We also came across a 1200 year old tree yesterday in the grounds of a Buddhist temple ... mind boggling really.

Monday, 30 September 2013

loving ordinary

Alongside mandatory tourist sites, we love just doing ordinary stuff while travelling. We've noted before that for us, the 3 day mark (in one place) is an important threshold. It seems that you get past the 'must do' visits, get oriented re public transport and can make time just to hang about.

Yesterday we took a train out of town to a lake. I had a swim, Maria took some photos, and we loved watching numerous groups of locals go about the beach BBQ, Japanese style. Lot's to love about the experience. We spent a couple of hours loitering in a nearby park where Maria ended up sharing a waterside rock with a little girl as they watched a duck paddle around.

...and more often than not we turn the other direction to the tourists when looking for something to eat.
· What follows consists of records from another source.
PR #10826, opened 2025-09-04
Fix inconsistent text render line width handling

Robyt3:
Zero and negative `CTextRender::m_LineWidth` values were not correctly handled as infinite width with the flags `TEXTFLAG_ELLIPSIS_AT_END` and `TEXTFLAG_STOP_AT_END`.

Setting `TEXTFLAG_STOP_AT_END` with an infinite line width for console command completion rendering had no effect.

## Checklist

### DIFF
--- a/src/game/client/components/console.cpp
+++ b/src/game/client/components/console.cpp
@@ -1237,8 +1237,6 @@ void CGameConsole::OnRender()
 
 			Info.m_Cursor.SetPosition(vec2(InitialX - Info.m_Offset, InitialY + RowHeight + 2.0f));
 			Info.m_Cursor.m_FontSize = FONT_SIZE;
-			Info.m_Cursor.m_Flags |= TEXTFLAG_STOP_AT_END;
-			Info.m_Cursor.m_LineWidth = std::numeric_limits<float>::max();
 			const int NumCommands = m_pConsole->PossibleCommands(Info.m_pCurrentCmd, pConsole->m_CompletionFlagmask, m_ConsoleType != CGameConsole::CONSOLETYPE_LOCAL && Client()->RconAuthed() && Client()->UseTempRconCommands(), PossibleCommandsRenderCallback, &Info);
 			pConsole->m_CompletionRenderOffset = Info.m_Offset;
 
--- a/src/engine/client/text.cpp
+++ b/src/engine/client/text.cpp
@@ -1476,7 +1476,7 @@ public:
 		TextContainer.m_Y = pCursor->m_Y;
 		TextContainer.m_Flags = pCursor->m_Flags;
 
-		if(pCursor->m_LineWidth <= 0)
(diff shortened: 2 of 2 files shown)


ChillerDragon:
Sounds good. But just looking at the diff I do not really know what is going on here. How did you even find this? Does this fix some bug that can be seen in the client?

src/game/client/components/console.cpp
```diff
@@ -1238,7 +1238,6 @@ void CGameConsole::OnRender()
 			Info.m_Cursor.SetPosition(vec2(InitialX - Info.m_Offset, InitialY + RowHeight + 2.0f));
 			Info.m_Cursor.m_FontSize = FONT_SIZE;
 			Info.m_Cursor.m_Flags |= TEXTFLAG_STOP_AT_END;
-			Info.m_Cursor.m_LineWidth = std::numeric_limits<float>::max();
```
Robyt3, line 1241: @ChillerDragon Removing this line without the other changes would have introduced a bug. Then text width calculation for console command completion options would not have worked correctly anymore. `m_LineWidth` is set to `-1.0f` by default, which means that the line should have infinite length. Due to the inconsistent handling in the text render, this didn't work, so the author of this code used the maximum float value instead, which isn't done anywhere else.

I found this by randomly looking at the code and finding that it wasn't consistently checking for `m_LineWidth > 0.0f`.

Thinking about it again, I'm not sure if the `TEXTFLAG_STOP_AT_END` is even necessary here though.

ChillerDragon: > so the author of this code used the maximum float value instead, which isn't done anywhere else.

lets blame dis guy! Oh its my friend josspit!

@Jupeyy do you remember what happend 4 years ago here?

https://github.com/ddnet/ddnet/commit/fd68cc3a052307e5a860c0c3197e1a106d408a5c#diff-1feb7a6a0a0637dc71a1b4d07d0c1cc984a803d3cee2ef9756733d3b7df3078aR576

Jupeyy: I remember it as if it was yesterday.

I was chillin on the beach, vibe coding some ui code.

And something made the console rendering clip for some reason. So I just set an unlimited width to vibe fix it.
But no, I don't remember, but when I read that code my brain tells me it was probably smth with clipping issues

ChillerDragon: Sounds good. Ship it :rocket:

Robyt3: I also removed the `TEXTFLAG_STOP_AT_END` here because it should not have any effect with infinite line width.

ChillerDragon:
@Robyt3 I think your push during queue got gh confused. The entire thing is giga stuck. Could you try force pushing again to poke it?

ChillerDragon:
Never mind I pressed the big red button. @Robyt3 no need to do anything c:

Not only does it save stacks of dollars, the food experience is almost always more interesting. (we ate way too much this night!)

Sunday, 29 September 2013

misc snaps and comments: Kyoto

A quiet moment overlooking Kyoto

We've love eating iza kaya, small local eating houses where close proximity and banter with the chef makes for a great dining experience.

At 300+ km/h and with trains every 20 minutes or so across the network, the shinkansen remains an extraordinary transport experience.
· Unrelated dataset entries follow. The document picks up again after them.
PR #10827, opened 2025-09-04
Change access level order

ChillerDragon:
Now a higher access level means more access.
Makes sense in my head.

I assume it was done the other way around to have the magic value
zero reserved for the admin rank. And to be able to just append lower
levels at the bottom of the enum such as moderator, helper and possibly
more. But the access code readability suffers from this.
And adding more rcon access levels is currently planned to be done with
roles. That will work different. And also there we want higher numbers
to mean more power.

This pr contains: #10818 and #10813

## Checklist


Pioooooo:
Aren't we going to abandon these numbers anyway?

ChillerDragon:
@Pioooooo who knows. For now we have them and they are hard to understand because the ordering is weird.
Heinrich does not like breaking user configs so we might have to keep them around. My latest proposal for the new roles also keeps access levels around https://github.com/ddnet/ddnet/issues/10681#issuecomment-3244454047 so the user facing levels might stay in the old order but in the code we can get a more readable one.

Pioooooo:
Then I would love 0base and easy-appending enumeration, idk

ChillerDragon:
I don't think it's realistic that another rank below helper will be appended.

ChillerDragon:
Also we can still as easy prepend and everything still works. Because of how the user facing side is translated already.

If we keep the order the wrong way the role pr will be bigger and more complicated.

heinrich5991:
Seems weird to me to fix a cosmetic issue before getting rid of the code entirely.

ChillerDragon:
@heinrich5991 it is not sure if this code will be removed or not. If it stays it should be made less confusing. If it gets refactored or removed it should also be less confusing to make that refactor safer.

ChillerDragon:
Rebased the now merged #10818 away. Rebased the rebased version of #10813

ChillerDragon:
Rebased now merged https://github.com/ddnet/ddnet/pull/10813 away

AssassinTee:
I hope you can ensure, that you got all `>=` / `<=` checks, this needs some serious reviewing

ChillerDragon:
@AssassinTee I grepped for AccessLevel and checked all hits twice. Then I tested kicking helpers as admin and vice versa. I also tested changing access using the rcon command `access_level`.

heinrich5991:
> it is not sure if this code will be removed or not. If it stays it should be made less confusing.

We can debate if this change makes it better if it is clear that the code stays. As it is, I'd want to wait until after the refactor.

Maybe another option would be to find another word for the variable names that makes it more intuitive… I think widevine had the same confusing naming, with level 1 being the most secure one and level 3 the most insecure.

ChillerDragon:
> We can debate if this change makes it better if it is clear that the code stays.

Okay lets debate! It does make the code better, the current code makes like 0 sense in my head. Especially if already have the swapped order established for the AUTHED_MOD, AUTHED_ADMIN enum.

```C++
enum
{
	AUTHED_NO,
	AUTHED_HELPER,
	AUTHED_MOD,
	AUTHED_ADMIN,
	NUM_AUTHEDS
};
```

ChillerDragon:
Either the code stays then its better. Or I need exactly that for the refactor.

ChillerDragon:
Fixed tiny oopsie daisy that gave all users logged in or not access to all rcon commands. :wilted_flower: :horse: :scream:

ChillerDragon:
@Robyt3 we don't care about forks #7777 anyone messing with something so deep as access levels should be aware of the risk.

> What if we would keep the order but replace the use of the confusing comparison operators with functions like IsAccessLevelAtLeast?

I suppose we could do that. But I am in favor of just swapping it, makes everything easier and cleaner. This will hopefully one day replaced by the roles rank which is also the other way around. I do not think we should "overload" the comparison operator to change its meaning :D your proposal reminds me of `bool IsEven(int Num) { return Num % 2 != 0; }` :hankey:

heinrich5991:
I think we figured that we don't need it for #10793.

If you look closely you can see a little dog hanging out the window over a busy street in Gion, Kyoto.

No trip to Kyoto would be complete without a visit to the Kinkaku Ji (Golden Pavillion).
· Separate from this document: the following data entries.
PR #10836, opened 2025-09-05
Move linked list iterator `NextCommandInfo` to `CConsole`

ChillerDragon:
Needed for #10681

The method to get the first entry is already defined in the `CConsole` but the next was on the command it self. Which is proper linked list styled code. And it also worked because the command stores the access level so while iterating it has all the information it needs.

But when access levels become more complex this will no longer work. Because it is planned to no longer store that information on the command. Because there will be multiple different roles that can access a command and they are not strictly ordered by access level. So a simple integer comparison will not work.

The alternative would be moving all that context onto the command. That works by passing one callback and one callback context to every command on registration. I tried that approach too. It worked. But I think moving the `NextCommandInfo` one class scope further up is way smoother.

## Checklist

### DIFF
--- a/src/engine/shared/console.cpp
+++ b/src/engine/shared/console.cpp
@@ -82,18 +82,6 @@ std::optional<ColorHSLA> CConsole::CResult::GetColor(unsigned Index, float Darke
 	return ColorParse(m_apArgs[Index], DarkestLighting);
 }
 
-const IConsole::ICommandInfo *CConsole::CCommand::NextCommandInfo(EAccessLevel AccessLevel, int FlagMask) const
-{
-	const CCommand *pInfo = Next();
-	while(pInfo)
-	{
-		if(pInfo->m_Flags & FlagMask && pInfo->m_AccessLevel >= AccessLevel)
-			break;
-		pInfo = pInfo->Next();
-	}
-	return pInfo;
-}
-
 void CConsole::CCommand::SetAccessLevel(EAccessLevel AccessLevel)
 {
 	m_AccessLevel = AccessLevel;
@@ -108,6 +96,18 @@ const IConsole::ICommandInfo *CConsole::FirstCommandInfo(EAccessLevel AccessLeve
 	}
 
 	return nullptr;
+}
+
+const IConsole::ICommandInfo *CConsole::NextCommandInfo(const IConsole::ICommandInfo *pInfo, EAccessLevel AccessLevel, int FlagMask) const
+{
+	const CCommand *pNext = ((CCommand *)pInfo)->Next();
+	while(pNext)
+	{
+		if(pNext->m_Flags & FlagMask && pNext->GetAccessLevel() >= AccessLevel)
+			break;
+		pNext = pNext->Next();
+	}
+	return pNext;
 }
 
 std::optional<CConsole::EAccessLevel> CConsole::AccessLevelToEnum(const char *pAccessLevel)
--- a/src/engine/shared/console.h
+++ b/src/engine/shared/console.h
@@ -31,7 +31,6 @@ class CConsole : public IConsole
 		FCommandCallback m_pfnCallback;
 		void *m_pUserData;
 
-		const ICommandInfo *NextCommandInfo(EAccessLevel AccessLevel, int FlagMask) const override;
 		const char *Name() const override { return m_pName; }
 		const char *Help() const override { return m_pHelp; }
 		const char *Params() const override { return m_pParams; }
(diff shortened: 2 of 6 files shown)


src/engine/shared/console.h
```diff
@@ -16,14 +16,11 @@ class CConsole : public IConsole
 	class CCommand : public CCommandInfo
 	{
 	public:
-		CCommand *m_pNext;
-		int m_Flags;
+		CCommand *Next() const { return (CCommand *)m_pNext; }
```
Robyt3: This downcast looks weird. The virtual member function `CCommandInfo::NextCommandInfo` previously avoided this. I guess it's fine for now as an incremental change, but overall I think `CCommandInfo` should be replaced by an interface `ICommand`/`ICommandInfo` which has no state and only getters. Then `CCommand` implements that interface and has all the state.

This is also a const getter for a non-const pointer.

Robyt3 (changes requested):

src/engine/shared/console.h
Robyt3: I guess you could make only the `Next` function virtual for now to avoid the downcast without rewriting everything.

ChillerDragon: If `Next` is virtual wouldn't it return `CComandInfo` then so it is missing the fields of `CComand` which I need.

ChillerDragon: If I make it an interface the interface would need getters for all the variables that are only defined in `CComand` is that fine?

ChillerDragon: Okay I sent #10892

ChillerDragon: Yea I even gave it a try with https://github.com/ddnet/ddnet/pull/10892 but my concerns stand. If `Next` is virtual it returns `ICommandInfo` not `CCommand` so the callsites do not have all fields available from `CCommand` so it either needs a cast on callsite or add ALL fields of `CCommand` as virtual getters AND setters to `ICommandInfo` which then still requires a cast when pushing it into a vector and is a huge mess overall.

You can see my aborted attempt for that here https://github.com/ChillerDragon/ddnet/commit/17a28b024612049a5f75e527ff2bb4b63ef7d379

ChillerDragon: Okay rebased all conflicts and made it compile in the most cleanest way I could think of.

There is still one cast `const CCommand *pNext = ((CCommand *)pInfo)->m_pNext;`

In `const IConsole::ICommandInfo *CConsole::NextCommandInfo(const IConsole::ICommandInfo *pInfo, EAccessLevel AccessLevel, int FlagMask) const`

src/engine/shared/console.cpp
```diff
@@ -110,6 +98,18 @@ const IConsole::ICommandInfo *CConsole::FirstCommandInfo(EAccessLevel AccessLeve
...
+{
+	const CCommand *pNext = ((CCommand *)pInfo)->Next();
+	while(pNext)
+	{
+		if(pNext->m_Flags & FlagMask && pNext->GetAccessLevel() >= AccessLevel)
+			break;
+		pNext = pNext->Next();
+	}
+	return pNext;
+}
```
Robyt3, line 111: Make `Next` a virtual function to avoid the downcast to `CCommand`.

Robyt3 (changes requested):

src/engine/shared/console.cpp
Robyt3: I see there's still an open discussion in https://github.com/ddnet/ddnet/pull/10836#discussion_r2338030379

src/engine/shared/console.h
Robyt3: I prefer https://github.com/ChillerDragon/ddnet/commit/17a28b024612049a5f75e527ff2bb4b63ef7d379, it looks more like proper API design of separating the interface from the implementation. Can the execution queue entries `CExecutionQueueEntry` also store `const ICommandInfo *` instead of `CCommand *` to avoid all downcasts?

ChillerDragon: The const thing turned out to be annoying because calling the callback is non const.

ChillerDragon: I sent that virtual madness refactor in a new pr #10993 I think its a bit bloated and like the current pr better. But I can live with whichever one merges faster.

heinrich5991:
Why is this needed for #10681?

The infrastructure for storing access levels can live outside the console (and outside the commands), in the authentication manager.

ChillerDragon:
@heinrich5991 yes. I described it in the pr description. There is a filter in the linked list. Which needs to know about access.

https://github.com/ddnet/ddnet/blob/a617915ab785f501ca07f9c1fc809555e489f168/src/engine/shared/console.cpp#L85-L95

> But when access levels become more complex this will no longer work. Because it is planned to no longer store that information on the command. Because there will be multiple different roles that can access a command and they are not strictly ordered by access level. So a simple integer comparison will not work.
>
> The alternative would be moving all that context onto the command. That works by passing one callback and one callback context to every command on registration. I tried that approach too. It worked. But I think moving the NextCommandInfo one class scope further up is way smoother.

heinrich5991:
Thanks, I didn't understand it before.

I very much prefer this over #10993 because of https://github.com/ddnet/ddnet/pull/10993#discussion_r2384104087.

heinrich5991 (approved):

ChillerDragon:
@Robyt3 go merge. It's two maintainers who prefer this approach. It's also a smaller diff.

Robyt3 (approved):

ChillerDragon:
:rocket: thanks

As any traveller will tell you, interesting English abounds in Japan. Yesterday I saw a new style of jeans advertised as 'bottoms of happiness', and this sign at a restroom entrance left me wondering what the alternative might be; unfinely?

Side by side

Japan feels like a place of contrasts, where what seems incongruent appears to sit together comfortably.

You can stand in the middle of a huge metropolis and yet there is a lot of 'small' - spaces, houses/apartments, cars.

There are people everywhere, busy about their business, crowds converging on tourist attractions, masses pouring out of train stations and there are times when the streets are eerily quiet and devoid of human habitation.

You can be in the middle of a shopping strip with chic boutique stores and follow a little side path that promises some green and find yourself at a temple.

You can join locals sitting along a bench eating ramen noodles and gyoza while watching the skillful chef cook your meal and right next door is a fast food outlet and down the road is a cafe catering to the new coffee culture.

You can see a woman wearing a kimono and a few minutes later one wearing a mini skirt and impossibly high heeled shoes.

You can see and feel a conservatism in the culture and an undercurrent of youthful rebellion.

It is modern and western and yet still very Japanese.

Big and small, crowds and alone, commerce and religion, tradition and embracing the new, I have only begun to scratch the surface and Japan is so surprising and confusing. Perhaps it is an illusion but the incongruent appear to find a harmonious co-existence that is bizarre at times.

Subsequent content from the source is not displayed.